Show HN: NetCommons – Our Neighbourhood, Our ISP - lgierth
http://ideas.chest-project.eu/?q=node/3412

======
lgierth
This is my proposal for EUR 6,000 in project funding from the European Union's
CHEST/FP7 programm. Call 1 "will support projects that seek to explore the
technical feasibility, social impact potential or commercial viability of an
idea." [1]

The work is going to be not-for-profit, and the idea is described in very
broad terms because I simply don't know yet which particular social group I
wanna work with in the beginning. I don't even want that name, but I had to
name the project in order to apply. It's very likely that I'll collaborate
with the Freifunk Berlin and Project Meshnet communities.

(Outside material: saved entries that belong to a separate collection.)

PR #62, opened 2021-01-20
Add logrus hook to redirect log entries by global logrus logger to zap

bjsignalfx:


internal/receiver/smartagentreceiver/receiver.go
```diff
@@ -44,6 +46,9 @@ type Receiver struct {
 var _ component.MetricsReceiver = (*Receiver)(nil)
 
 func NewReceiver(logger *zap.Logger, config Config, nextConsumer consumer.MetricsConsumer) *Receiver {
+	logrus.SetOutput(ioutil.Discard)
+	logrus.AddHook(&ZapHooks{ZapLogger: logger})
```
jrcamp, line 50: If you have multiple instances of a smartagent receiver (not uncommon, especially when they're started dynamically with receiver_creator) if a receiver starts and stops it's still going to be registered with logrus. Also log messages will be duplicated because it's a global. So if you start 3 smartagent receivers I think the same log message would be logged 3 times. Unsure what the solution is.

bjsignalfx: Hey @jrcamp I did some refactoring. Please have a look and comment.

rmfitzpatrick:
Do you mind adding tests?

internal/receiver/smartagentreceiver/receiver.go
```diff
@@ -17,6 +17,8 @@ package smartagentreceiver
 import (
 	"context"
 	"fmt"
+	"github.com/signalfx/splunk-otel-collector/internal/zaputil"
+	"github.com/sirupsen/logrus"
```
rmfitzpatrick, line 21: `make lint` would reveal these are in undesired groups.  Also think you want to run `go fmt`.

internal/zaputil/logrus.go
```diff
@@ -0,0 +1,96 @@
...
+func RedirectLogrusLogs(from *logrus.Logger, to *zap.Logger) {
+	mu.Lock()
+	defer mu.Unlock()
+	r := redirect{from, to}
+	if redirects[r] {
+		return
+	}
+	from.ReportCaller = true
+	from.SetOutput(ioutil.Discard)
+	from.AddHook((*zapWrapper)(to))
```
rmfitzpatrick, line 50: `from` is always logrus's exported std logger right?  This would mean that all agent logs would be redirected to all smart agent receiver loggers.  Are we sure there is only one central zap logger that all components share?

internal/receiver/smartagentreceiver/receiver.go
jrcamp: I'm not sure how this helps the scenarios above. I don't really see a solution to making the two fit without modifying the smart agent code to have a per-monitor instance logger.

internal/zaputil/logrus.go
```diff
@@ -0,0 +1,96 @@
...
+	levelsMap = newLevelsMap()
+)
+
+// RedirectLogrusLogs mutes the output of the supplied logrus.Logger and adds a hook to it.
+// When fired the hook creates a zap entry using the supplied logrus entry.
+func RedirectLogrusLogs(from *logrus.Logger, to *zap.Logger) {
+	mu.Lock()
+	defer mu.Unlock()
+	r := redirect{from, to}
+	if redirects[r] {
```
rmfitzpatrick, line 45: nit: since the boolean isn't really used and only an existence check is performed I believe it's customary to do something like:
```go
_, ok := redirects[r] ; if ok {
  return
}
```

internal/zaputil/logrus.go
rmfitzpatrick: appears each receiver gets its own: https://github.com/open-telemetry/opentelemetry-collector/blob/1d38caf3b757b4d2f3db10ce9dc04187f170705f/service/builder/receivers_builder.go#L106

internal/receiver/smartagentreceiver/receiver.go
rmfitzpatrick: I think each monitor does use its own logger for the most part (std w/ identifying fields), but are scoped to their corresponding `Configure()` calls, which may be too late for purposes.  I think that a complete solution would be a good end goal, and imo should be investigated so we don't punt off the bat.  It would likely require an additional monitor method to return a wrapped logger ensuring we can access it before the monitor has started.

A short term stopgap could be to have a singleton smart agent receiver logger that is always used, overwriting the component name field of the first registered receiver logger.

bjsignalfx: Please explain "if a receiver starts and stops it's still going to be registered with logrus" a bit further. So newing a smartagent receiver hooks the supplied zap logger to the global logrus logger for redirection. zap logger instances are hooked only once throughout the life of the application. Different zap logger instances that write to the same destination will cause duplication.

internal/zaputil/logrus.go
bjsignalfx: Yes, there's no guarantee that all components share a single zap logger and we could run into duplicate log entries. We could new up a zap logger and redirect to it, I think.

internal/zaputil/logrus.go
bjsignalfx: Yes, you are correct. I was thinking since the map returns true only if the key exists and the value is true, let me be terse. Plus, think it's even better to use an empty struct instead of bool.

jrcamp: I think it's ok. `Using a map[string]bool` is pretty common when you're using it as a set so you can do `if redirects[r] { ... }`.

rmfitzpatrick:
Since this is quite local to the agent receiver it would likely make more sense as a part of its package instead of as a separate util with single consumer.

internal/receiver/smartagentreceiver/receiver.go
bjsignalfx: > I think each monitor does use its own logger for the most part (std w/ identifying fields), but are scoped to their corresponding `Configure()` calls, which may be too late for purposes. I think that a complete solution would be a good end goal, and imo should be investigated so we don't punt off the bat. It would likely require an additional monitor method to return a wrapped logger ensuring we can access it before the monitor has started.
> 
> A short term stopgap could be to have a singleton smart agent receiver logger that is always used, overwriting the component name field of the first registered receiver logger.

Wait, I only see monitors using the exported std logger!

rmfitzpatrick: Right, it's the same underlying logger, but the monitors use their own wrapper with fields.

internal/receiver/smartagentreceiver/receiver.go
```diff
@@ -43,6 +45,20 @@ type Receiver struct {
 
 var _ component.MetricsReceiver = (*Receiver)(nil)
 
+var logRedirectsVar logRedirects
+
+func init() {
+	cfg := zap.NewProductionConfig()
+	cfg.Level.SetLevel(zapcore.DebugLevel)
```
rmfitzpatrick, line 52: We want to base everything on the app logger and not our own right?

bjsignalfx: Essentially what tells me to which zap logger to redirect a logrus log entry in Fire() is the monitorType logrus entry field. So what if monitorType is unavailable? Which zap logger do I use? That's why I have that catchall logger.

internal/receiver/smartagentreceiver/log_test.go
```diff
@@ -0,0 +1,75 @@
...
+	"github.com/sirupsen/logrus"
+	"go.uber.org/zap"
+	"go.uber.org/zap/zaptest"
+)
+
+func newLogRedirector(t *testing.T) *logRedirector {
+	return &logRedirector{
+		redirects:         make(map[srcLogger][]dstLogger),
+		mu:                sync.Mutex{},
+		dstCatchallLogger: zaptest.NewLogger(t),
```
rmfitzpatrick, line 17: zaptest provides observers to confirm that logged statements are emitted as expected.  Would you be able to add a more integration-level test to confirm that `Fire()` and redirection work with multiple loggers and logrus?

internal/receiver/smartagentreceiver/receiver.go
rmfitzpatrick: The smart agent shouldn't log anything until a receiver is created so I'm not sure this is a case we need to consider atm.  Having a default logger w/ debug level is probably not desired in general.

internal/receiver/smartagentreceiver/log.go
```diff
@@ -0,0 +1,167 @@
...
+
+	fields := make([]zapcore.Field, 0)
+
+	// Creating zap entry fields from logrus entry fields.
+	for k, v := range e.Data {
+		vStr := fmt.Sprintf("%v", v)
+		if k == "monitorType" {
+			monitorType = vStr
+		}
+		fields = append(fields, zapcore.Field{Key: k, Type: zapcore.StringType, String: vStr})
```
rmfitzpatrick, line 141: `zap.Any()` may be preferable to `%v`

internal/receiver/smartagentreceiver/log.go
```diff
@@ -0,0 +1,167 @@
...
+	}
+
+	// Creating loggerMap key from the logrus entry logger and field 'monitorType'
+	key := logrusKey{e.Logger, monitorType}
+	zapLogger := l.loggerMapValue0(key)
+	if zapLogger == nil {
+		fields = append(fields, zapcore.Field{Key: "monitorType", Type: zapcore.StringType, String: monitorType})
+		fields = append(fields, zapcore.Field{Key: "redirect_error", Type: zapcore.StringType, String: "Could not find zap logger in receiver for the monitorType. Using the catchall zap logger instead."})
```
rmfitzpatrick, line 149: I'm not sure it's necessary to flag this scenario as if it were actionable or an actual error scenario on the user's part.

internal/receiver/smartagentreceiver/log.go
```diff
@@ -0,0 +1,167 @@
...
+		zapLogger = l.catchallLogger
+	}
+
+	zapLevel := levelsMap[e.Level]
+	ce := zapLogger.Check(zapLevel, e.Message)
+	if ce == nil {
+		ce = zapLogger.Check(zap.ErrorLevel, fmt.Sprintf("Failed to redirect logrus logs at level %s. The matching zap log level %s is not enabled.", e.Level.String(), zapLevel.String()))
```
rmfitzpatrick, line 156: This logs error statements for every debug log statement if debug logging isn't enabled?

internal/receiver/smartagentreceiver/log_test.go
```diff
@@ -0,0 +1,238 @@
...
+	// Creating a typical monitor logrus entry/logger.
+	monitorLogger := logrus.WithFields(logrus.Fields{"monitorType": "monitor1"})
+
+	// Creating the monitor logrus key in the monitor receiver.
+	// The monitor type is known.
+	// The logger is assumed to be the standard logrus logger.
+	monitorLogrusKey := logrusKey{Logger: logrus.StandardLogger(), monitorType: "monitor1"}
+
+	// Checking that the monitor logger and the assumed logrus key logger are the same.
+	if monitorLogger.Logger != monitorLogrusKey.Logger {
```
rmfitzpatrick, line 39: All collector projects use [testify](https://github.com/stretchr/testify): `require.Same(t, monitorLogger.Logger, monitorLogrusKey.Logger)`

internal/receiver/smartagentreceiver/log.go
bjsignalfx: If debug logging is enabled for logrus and disabled for zap then yes.

rmfitzpatrick: Right, couldn't that flood logs with undesired errors?  Why not just not log the statements?

internal/receiver/smartagentreceiver/log.go
```diff
@@ -0,0 +1,166 @@
...
+	src.hookUnique(l)
+
+	l.loggerMap[src] = append(l.loggerMap[src], dst)
+}
+
+func (l *logrusToZap) unRedirect(src logrusKey, dst *zap.Logger) {
+	l.mu.Lock()
+	defer l.mu.Unlock()
+
+	if l.loggerMap == nil {
```
rmfitzpatrick, line 97: If you provide a New function and assume its usage this won't be necessary, otherwise `redirect` is missing a nil check?

internal/receiver/smartagentreceiver/log.go
```diff
@@ -0,0 +1,166 @@
...
+	// Creating zap entry fields from logrus entry fields.
+	for k, v := range e.Data {
+		if k == "monitorType" {
+			monitorType = fmt.Sprintf("%v", v)
+		}
+		fields = append(fields, zap.Any(k, e.Data))
+	}
+
+	if monitorType == "" {
+		log.Panic("Expected non-zero log field monitorType")
```
rmfitzpatrick, line 148: This seems a little overzealous for something on our end imo.  Logging a warning with the contents maybe?

internal/receiver/smartagentreceiver/log.go
```diff
@@ -0,0 +1,166 @@
...
+	}
+
+	zapLogger := l.loggerMapValue0(logrusKey{e.Logger, monitorType})
+	if zapLogger == nil {
+		return nil
```
rmfitzpatrick, line 153: similar warning log request, otherwise we're missing an invalid configuration scenario

bjsignalfx: The thing is that we don't have a zap logger to use here!

rmfitzpatrick: I'd use either `log.Warn()` or create a catch all that is created from the first monitor's logger w/ a different name?

bjsignalfx: `log.Warn()` from which package? The standard log package does not have Warn().

rmfitzpatrick: oh, my mistake.  til

rmfitzpatrick (approved):
Thanks!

What I do know, though, is which software/hardware combination I wanna
explore: cjdns for routing on an end-to-end encrypted IPv6 network, Smallest
Federated Wiki as an example of a federated web app, local file sharing as an
example of local services, as well as something for Voice-over-IP.

Right now I'm preparing two small TP-Link TL-MR3020 routers (25 euros each)
that won't provide internet access directly, but instead serve a splash page
with instructions and packages for the installation of cjdns on Linux and
Android devices. The MR3020s run cjdns as well, and the devices will
automatically peer on the Ethernet layer, without the need for traditional
DHCP/IPv4. The routers have one USB port each, one will get a 3G stick for
peering into cjdns' test network Hyperboria (via the Internet), and one will
get a harddisk for file storage.

I also got my hands on a Medion Life NAS drive [2] which now runs OpenWRT and
provides 2 TB of storage to any cjdns network that it gets plugged into.

I'd appreciate feedback regarding the application. For this call, the number
of characters was strictly limited, but Call 3 (for 60,000 euros) will have a
couple more detailed questions. I'm sure I can find good answers to them but
this application is what I already wrote and of course I'd like to know what
people think about it.

Also, please do vote for it, so that I actually have a chance of getting this
money ;) After logging in with email or FB/Tw, a little voting form appears
below the applications. Your data is subject to european data protection laws.

1: [http://www.chest-project.eu/calls-for-proposals/](http://www.chest-
project.eu/calls-for-proposals/)

2: [http://zyxel.nas-central.org/wiki/Category:NSA-212](http://zyxel.nas-
central.org/wiki/Category:NSA-212)